Novel stochastic and entropy-based Expectation-Maximisation algorithm for transcription factor binding site motif discovery
View/ Open
Date
29/06/2015Author
Kilpatrick, Alastair Morris
Metadata
Abstract
The discovery of transcription factor binding site (TFBS) motifs remains an important
and challenging problem in computational biology. This thesis presents MITSU,
a novel algorithm for TFBS motif discovery which exploits stochastic methods as a
means of both overcoming optimality limitations in current algorithms and as a framework
for incorporating relevant prior knowledge in order to improve results.
The current state of the TFBS motif discovery field is surveyed, with a focus
on probabilistic algorithms that typically take the promoter regions of coregulated
genes as input. A case is made for an approach based on the stochastic Expectation-
Maximisation (sEM) algorithm; its position amongst existing probabilistic algorithms
for motif discovery is shown. The algorithm developed in this thesis is unique amongst
existing motif discovery algorithms in that it combines the sEM algorithm with a derived
data set which leads to an improved approximation to the likelihood function.
This likelihood function is unconstrained with regard to the distribution of motif occurrences
within the input dataset. MITSU also incorporates a novel heuristic to automatically
determine TFBS motif width. This heuristic, known as MCOIN, is shown to
outperform current methods for determining motif width. MITSU is implemented in
Java and an executable is available for download.
MITSU is evaluated quantitatively using realistic synthetic data and several collections
of previously characterised prokaryotic TFBS motifs.
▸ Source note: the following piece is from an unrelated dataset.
Issue #274, opened 2021-07-13
Bug 534772 - m2e does not involve project's maven.config file when building the effective POM


BrannanH:
[See original bugzilla issue](https://bugs.eclipse.org/bugs/show_bug.cgi?id=534772) and [a related messaged](https://www.eclipse.org/lists/m2e-users/msg05711.html).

The evaluation demonstrates
that MITSU improves on a deterministic EM-based motif discovery algorithm
and an alternative sEM-based algorithm, in terms of previously established metrics.
The ability of the sEM algorithm to escape stable fixed points of the EM algorithm,
which trap deterministic motif discovery algorithms and the ability of MITSU to discover
multiple motif occurrences within a single input sequence are also demonstrated.
MITSU is validated using previously characterised Alphaproteobacterial motifs,
before being applied to motif discovery in uncharacterised Alphaproteobacterial data.
A number of novel results from this analysis are presented and motivate two extensions
of MITSU: a strategy for the discovery of multiple different motifs within a single
dataset and a higher order Markov background model. The effects of incorporating
these extensions within MITSU are evaluated quantitatively using previously characterised
prokaryotic TFBS motifs and demonstrated using Alphaproteobacterial motifs.
Finally, an information-theoretic measure of motif palindromicity is presented and its
advantages over existing approaches for discovering palindromic motifs discussed.